To many, the answer to the above question is clear, and it is negative. Yet that attitude amounts to de facto resignation, a questionable approach. Despite the oft-cited but erroneous Cold War analogy, the present Sino-American confrontation has created two poles in the global system, but not—at least, not yet—two blocs. Again, despite the popular and equally incorrect interpretation, Moscow is not Beijing’s follower or vassal. As a power that is particularly sensitive about its own sovereignty, Russia seeks to maintain an equilibrium—which is not the same as equidistance—between its prime partner and its main adversary. Tokyo would do well to understand that and take it into account as it structures its foreign relations.
The territorial dispute with Russia is considered to be very important for the Japanese people, but it is more symbolic than substantive. In practical terms, the biggest achievement of the Abe era in Japan-Russia relations was the founding of a format for high-level security and foreign policy consultations between the two countries. With security issues topping the agenda in the Indo-Pacific, maintaining the channel for private direct exchanges with a neighboring great power that the “2+2” formula offers is of high value. Such a format is a trademark of Abe’s foreign policy which, while being loyal to Japan’s American ally, prided itself on pursuing Japanese national interests rather than solely relying on others to take them into account.
Kishida, who for five years served as Abe’s foreign minister, will now have a chance to put his own stamp on the country’s foreign policy.

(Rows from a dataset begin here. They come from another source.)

PR #3185, opened 2025-09-10
SITU-1274 UF Yard Tree Giveaway | Form 1.2

odensc:


web/modules/custom/portland/modules/portland_address_verifier/js/addressVerifierView.js
```diff
@@ -66,13 +60,6 @@ AddressVerifierView.prototype.renderAddressVerifier = function () {
     // this._handlePostback();
 };
 
-AddressVerifierView.prototype._checkIfVerificationRequired = function () {
```
odensc, line 69: All the client-side code related to checking whether the `location_verification_status` field is required has been removed. This is because a hidden input field doesn't have the required attribute set on it by the Drupal form API, so the client has no way to know. 

Instead, we detect this server-side and set a boolean in `drupalSettings` same as how other properties are passed.

web/modules/custom/portland/modules/portland_address_verifier/src/Plugin/WebformElement/PortlandAddressVerifier.php
```diff
@@ -27,43 +27,6 @@
...
-    $element['#element_validate'][] = [get_class(), 'validateMyCompositeElement'];
-    return $element;
-  }
-
-  /**
-   * Custom validation handler.
-   */
-  public static function validateMyCompositeElement(&$element, FormStateInterface $form_state, &$complete_form) {
-    // Check if the element is visible based on your conditional logic.
-    $visible = TRUE; // Replace this with your actual visibility check.
```
odensc, line 54: These 3 unused functions were removed. This is hard-coded to true so it wasn't ever running.

web/modules/custom/portland/modules/portland_address_verifier/src/Plugin/WebformElement/PortlandAddressVerifier.php
```diff
@@ -124,6 +87,8 @@ public function prepare(array &$element, WebformSubmissionInterface $webform_sub
     $machine_name = "edit-" . $key . "--wrapper";
     $machine_name = str_replace("_", "-", $machine_name);
 
+    $element['#attached']['drupalSettings']['webform']['portland_address_verifier'][$machine_name]['verification_required'] = !empty($element['#location_verification_status__required']);
```
odensc, line 90: This determines whether address verification is required and passes it to the client.

jookyg (approved):
Nice work!

PR #3294, opened 2026-01-29
PGOV-1868 Fix links only distinguishable by color

RichardDavies:


web/themes/custom/cloudy/src/components/tile/tile.twig
```diff
@@ -1,30 +1,37 @@
...
-    </div>
-  {% endif %}
-  {% block content %}
-    <div class="{{ content_classes|join(' ') }}">
-      <span class="h5 mb-0 text-primary">{{ title }}</span>
-      <span class="text-dark">{{ text }}</span>
-    </div>
-  {% endblock %}
-</a>
+{% block content %}
```
odensc: I think the `{% block content %}` should be inside the div, so that we preserve the container and classes even when the content block is modified - this is consistent with other twig templates in other theme like `media.html.twig` and `field.html.twig`. 

Currently due to this change there's a funky hover/active state on the collapsed mega menu at smaller screen sizes, since the FA icon added in `menu--main.html.twig` is outside of the div that has the tile class which sets the background colors.

Image


To fix this cleanly, I think we need to: 

- Move the content block inside the main content div
- Remove `flex-column` from the main content_classes so that the main content div defaults to row layout (side-by-side)
- Inside the main content div, wrap the `<a>` and `<p>` inside a separate `<div class="d-flex flex-column">` so they display correctly in a column layout.
- After those edits are made, the `me-4` should be changed back to `me-0` on the FA icon in `menu--main.html.twig` since it will inherit the main content div's padding again.

web/themes/custom/cloudy/src/components/link/link.scss
```diff
@@ -51,3 +52,14 @@
     }
   }
 }
+
+a.page-link,
```
odensc: This SCSS file is specifically for the `link.twig` component, so since these are global styles I think it would make more sense to move them to our `_overrides.scss` file with a comment like `// Remove underline link style on buttons`.

web/themes/custom/cloudy/src/components/tile/tile.twig
RichardDavies: Nice catch, and thanks for the detailed suggestions on how to fix.

odensc (approved):

PR #3342, opened 2026-03-23
PGOV-2013 Update Drupal core and modules. Update PHP to 8.4

kxwang:


web/sites/default/config/openid_connect.settings.yml
```diff
@@ -1,14 +1,13 @@
 _core:
   default_config_hash: kli1Xws0l--Y-jy-9ZTGApFO_EFk9DMawoetjMk76Ro
 always_save_userinfo: true
-connect_existing_users: true
```
odensc, line 4: Not familiar enough with this module: does this setting change affect anything?

kxwang: The openid_connect is not used for user login anymore but Drupal always warn about this setting in the status page. So I updated the setting to remove the warning. I have a story to disable openid_connect completely coming up next.

odensc (approved):

PR #3396, opened 2026-05-04
PGOV-2060 Hide "Social media" heading on PP&D service page template if no social links

odensc:


web/themes/custom/cloudy/templates/content/page/node--page--full--service.html.twig
```diff
@@ -59,11 +59,15 @@
     <h2 class="mt-0">{{ 'Contact'|t }}</h2>
     {{ content.field_contact.0|add_suggestion('contact-no-social') }}
   </div>
+  {# Check if contact has any social media links before rendering the social section #}
+  {% set rendered_contact_social_only = content.field_contact.0|add_suggestion('contact-social-only')|render %}
```
kxwang, line 63: Nice work! Wish there was a cleaner way to check this. But we may have to tweak the field definition in order to make this easier.

kxwang (approved):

Yet it makes sense for him to build on the accomplishments of his predecessor, such as using the unique consultation mechanism mentioned above to address geopolitical and security issues in the Indo-Pacific region, from North Korea to Afghanistan. Even under Abe, Japan’s economic engagement with Russia was by no means charity. The Russian leadership’s recent initiatives to shift more resources to eastern Siberia offer new opportunities to Japanese companies, just like Russia’s early plans for energy transition in response to climate change, and the ongoing development projects in the Arctic. In September 2021, the annual Eastern Economic Forum in Vladivostok did not feature top-level Japanese participation, but that should be an exception, not the rule.
Japan will remain a trusted ally of the United States for the foreseeable future. It is also safe to predict that at least in the medium term, and possibly longer, the Russo-Chinese partnership will continue to grow. That is no reason for Moscow and Tokyo to regard each other as adversaries, however. Moreover, since an armed conflict between America and China would spell a global calamity and have a high chance of turning nuclear, other major powers, including Russia and Japan, have a vital interest in preventing such a collision. Expanding the still very modest elements of trust in the Japan-Russia relationship, talking through reciprocal concerns before they lead to conflict, avoiding bilateral incidents, and engaging in mutually beneficial economic cooperation is the way forward. The absence of a peace treaty between the two countries more than seventy-five years after the end of the war is abnormal, yet that same unfinished business should serve as a stimulus to persevere. Giving up is an option, but not a good one.